If Woody Allen‘s dialogue can sometimes wander into the woods of peculiar word choices and allusions, then Wes Anderson lives there in permanent residence. Not all actors, perhaps very few, can swallow and distribute his long and intricate sentences while retaining or conveying their meaning, let alone their significance. Fiennes is undoubtedly one of them. It is a good pairing. But it will not bring in all viewers. If you have a problem with Wes Anderson’s other films, this will not be the entry point. The plot of The Grand Budapest Hotel (devised with Hugo Guinness) is unique for Anderson in ways I will describe, but the tone and production design (Adam Stockhausen) are unmistakable and (perhaps fatally) Anderson’s. If you are a fan already, then you don’t need me. You will love it.
If I were to use one word to describe Anderson, though I believe I’ve used far more already, it would be “detailed”. Anderson brings little phrases into his films that one might see in a novel. They may mean something, but more likely they only exist to embellish the characters or the world around them. Something like a business card with a bit of information on it that, if you’re quick enough to spot it, might give you a giggle. All of the dialogue is precise and, it appears, thoroughly rehearsed to enunciate each word. In the mouth of Ralph Fiennes, the words take on their own life and enhance the character. In the mouth of Bill Murray or Edward Norton, they wallow oddly in my ears. Those actors have to rely on the oddness of their appearance for laughs. Willem Dafoe as the ruthless thug Jopling has nothing to say at all, I believe, but almost steals the show.
What is best about Dafoe’s character is how very different it is from other Wes Anderson characters. Equally, the strength of this film–for a lukewarm supporter of Anderson like myself–lies in its allusiveness. It alludes not only to other films, as you might find in the work of those who seem not to know anything else, but to poetry, art, and history. Especially history, this film is a brilliant allusion to history. And here, the detail is impeccable or, if that gives me too much credit, evocative. We get Nazis and Soviets, Hungary and India, all with their particular plot points and artistic design. It also evoked the crime or espionage thrillers from the 1940’s like Ministry of Fear (1944) or The Third Man (1949) while remaining distinctly modern.
For my part, this modernity was a weakness of the film. From the trailer–which I beg you not to watch if you wish to fully enjoy this movie on the first viewing, as it undercuts at least three scenes by giving the punchline–I expected a full pastiche of these old films.
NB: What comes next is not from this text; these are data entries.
PR #2510, opened 2020-04-08
Use Gevent prerelease for Python 3.8

filips123:
This changes Gevent for Python 3.8 from using Git archive to the latest prerelease version. This enables wheel installation on supported systems and results in faster dependency installation.

However, a special case for Python 3.8 is still needed, because the changes were not released as 1.5 yet.


HelloZeroNet:
Thanks!

filips123:
Ironically, two days after this PR (yesterday), stable Gevent 1.5.0 was released. This means that we probably don't need condition anymore and can just require `gevent>=1.1.0` for all Python versions.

While some will gloriously refrain “while remaining true to his own voice”, I would say “unable to dampen his own bright color”. Anderson’s love of pink does empty some of the menace of a chase scene or the fear of a gunfight. Anderson used the phrase “the war began at midnight”, which alludes to a favorite film of mine The Life and Death of Colonel Blimp (1943), but it is a misquote (the “war starts at midnight”) and entirely misses the meaning behind Powell-Pressburger’s irony. But that’s appropriate since it represents the way I felt about the movie.